Dose-dependent nonlinear response of the main phase-transition temperature of phospholipid membranes to alcohols.

The effect of 1-alkanols upon the main phase-transition temperature of phospholipid vesicle membranes between gel and liquid-crystalline phases was not a simple monotonic function of alkanol concentration. For instance, 1-decanol decreased the transition temperature at low concentrations, but increased it at high concentrations, displaying a minimal temperature. This concentration-induced biphasic effect cannot be explained by the van't Hoff model on the effect of impurities upon the freezing point. To explain this nonlinear response, a theory is presented which treats the effect of 1-alkanols (or any additives) on the transition temperature of phospholipid membranes in a three-component mixture. By fitting the experimental data to the theory, the enthalpy of the phase transition delta H* and the interaction energy, epsilon*AB between the additive and phospholipid molecules may be estimated. The theory predicts that when epsilon*AB greater than 2 (where epsilon*AB = epsilon AB/RT0, T0 being the transition temperature of phospholipid), both minimum and maximum transition temperatures should exist. When epsilon*AB = 2, only one inflection point exists. When epsilon*AB less than 2, neither maximum nor minimum exists. The alkanol concentration at which the transition temperature is minimum (Xmin) depends on the epsilon*AB value: the larger the epsilon*AB values, the smaller the Xmin.
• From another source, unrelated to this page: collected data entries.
PR #2562, opened 2020-04-13
Make default file recording directory of BrowserWebDriverContainer platform independent

kiview:
Fixes incompatibility of Windows with default recording directory, makes Windows work OOTB.

Not 100% sure how to best handle the `IOException` in the constructor.


modules/selenium/src/main/java/org/testcontainers/containers/BrowserWebDriverContainer.java
```diff
@@ -79,6 +82,14 @@ public BrowserWebDriverContainer() {
                 .withStrategy(new HostPortWaitStrategy())
                 .withStartupTimeout(Duration.of(15, SECONDS));
 
+        try {
```
bsideup, line 85: IMO we should move it to `configure` and create the dir only if recording is enabled

kiview: Moved the code.

modules/selenium/src/main/java/org/testcontainers/containers/BrowserWebDriverContainer.java
```diff
@@ -52,6 +54,7 @@
     private static final int VNC_PORT = 5900;
 
     private static final String NO_PROXY_KEY = "no_proxy";
+    public static final String TC_TEMP_DIR_PREFIX = "tc";
```
bsideup, line 57: Private?

kiview: Of course, sorry.

rnorth:

Thanks for the contribution!

PR #2573, opened 2020-04-14
Support ImageFromDockerfile authenticated image pulls

rnorth:
#2201 was intended to support authenticated pulls for images required by `ImageFromDockerfile` builds and Docker Compose. Unfortunately there was a bug in the `ImageFromDockerfile` implementation, which needs patching.

Sadly authenticated pulls are not easy to automatically test, so this was missed in manual testing. 

This PR:
* Ensures that the required images are pulled once the list of images is actually populated
* Automatically disable's docker's built-in pull if this has been done, as it is not required and will fail if an authenticated image is involved
* Adds integration tests that pull images from a local private docker registry. This covers both building a Docker Image from dockerfile and also launching a compose project. The tests are intended to ensure that the authenticated pull code is actually used; unit tests cover the various permutations of looking up which images need to be pulled.


core/src/main/java/org/testcontainers/images/builder/ImageFromDockerfile.java
```diff
@@ -154,11 +146,30 @@ protected void configure(BuildImageCmd buildImageCmd) {
...
+            }
         });
 
         this.buildArgs.forEach(buildImageCmd::withBuildArg);
     }
 
+    private void prePullDependencyImages(Set<String> imagesToPull) {
+        final DockerClient dockerClient = DockerClientFactory.instance().client();
+
+        imagesToPull.forEach(imageName -> {
```
bsideup, line 163: nit: why not the good old for-in? :D

rnorth: That's a really good point - I prefer that style anyway, don't know why I did this :D

bsideup: Maybe it was a bit more complex before and involved some `Stream`s or something? :)

bsideup:
@rnorth WDYT about writing a test for it? IIRC we already have an infrastructure for authenticated pulls

core/src/main/java/org/testcontainers/images/builder/ImageFromDockerfile.java
```diff
@@ -154,11 +146,30 @@ protected void configure(BuildImageCmd buildImageCmd) {
         this.dockerfile.ifPresent(p -> {
             buildImageCmd.withDockerfile(p.toFile());
             dependencyImageNames = new ParsedDockerfile(p).getDependencyImageNames();
+
+            if (dependencyImageNames.size() > 0) {
+                // if we'l be pre-pulling images, disable the built-in pull as it is not necessary and will fail for
```
dbyron0, line 151:
```suggestion
                // if we'll be pre-pulling images, disable the built-in pull as it is not necessary and will fail for
```

rnorth:
@bsideup yeah, I really wanted to do that, and have done so now building upon our existing local private registry test.

core/src/main/java/org/testcontainers/images/builder/ImageFromDockerfile.java
rnorth: Whoops! Thank you 😄

core/src/main/java/org/testcontainers/images/builder/ImageFromDockerfile.java
rnorth: I blame the month-ago version of me - he had no idea what he was doing 😂

core/src/test/java/org/testcontainers/utility/AuthenticatedImagePullTest.java
```diff
@@ -109,10 +169,7 @@ private void putImageInRegistry() throws InterruptedException {
         client.tagImageCmd(id, testImageName, "latest").exec();
 
         client.pushImageCmd(testImageNameWithTag)
-            .exec(new PushImageResultCallback())
+            .exec(new ResultCallback.Adapter<>())
```
rnorth, line 172: Deprecation duty.

core/src/test/java/org/testcontainers/utility/AuthenticatedImagePullTest.java
```diff
@@ -83,17 +83,77 @@ public void testThatAuthLocatorIsUsed() throws Exception {
...
+    public void testThatAuthLocatorIsUsedForDockerComposePull() throws IOException {
+        // Prepare a simple temporary Docker Compose manifest which requires our custom private image
+        Path tempContext = Files.createTempDirectory(Paths.get("."), this.getClass().getSimpleName() + "-test-");
+        Path tempFile = Files.createTempFile(tempContext, "test", ".docker-compose.yml");
+        @Language("yaml") String composeFileContent =
+            "version: '2.0'\n" +
+                "services:\n" +
+                "  privateservice:\n" +
+                "      command: /bin/sh -c 'sleep 60'\n" +
+                "      image: " + testImageNameWithTag;
```
rnorth, line 140: I wish we had text blocks!

I would have preferred to just point to a static file on disk, but unfortunately our dockerized private registry has a port number that can vary, and thus the image name changes.

Hence, constructing a tiny YAML file in a string seemed like a tolerable evil.

bsideup: We can, with https://github.com/bsideup/jabel ;)

erohana:
hi @rnorth 
the current solution doesn't support pulling base images with build args 

for example
`FROM my-company-ecr/openjdk::${jdk_version}` 
where jdk_version is a build arg, is there a solution for that ?

PR #2577, opened 2020-04-15
delegate `getMetadata()` to `R2DBCDatabaseContainerProvider`

bsideup:
Apparently, R2DBC ConnectionFactories perform early validation of options, and it fails because the original options (when specified as `r2dbc://mysql:///db`) miss some required options like host/port/username/password.

After talking to @mp911de, it seems that the checks will stay, so we need to workaround it somehow. I ended up with the delegation to `R2DBCDatabaseContainerProvider`, because these provides should know which options they add and which are required.

Context:
https://twitter.com/bsideup/status/1250093434817347586?s=20


modules/r2dbc/src/main/java/org/testcontainers/r2dbc/TestcontainersR2DBCConnectionFactory.java
```diff
@@ -68,8 +68,7 @@
 
     @Override
     public ConnectionFactoryMetadata getMetadata() {
-        // TODO check whether it is fine to call it without setting the host/port and other values
```
kiview, line 71: seems not :laughing:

When epsilon*AB is large enough, Xmin values become so small that the plot delta T vs. X shows positive delta T in almost all alkanol concentrations. The interaction energy between 1-alkanols and phospholipid molecules increased with the increase in the carbon chain-length of 1-alkanols. In the case of the dipalmitoylphosphatidylcholine vesicle membrane, the carbon chain-length of 1-alkanols that caused predominantly positive delta T was about 12.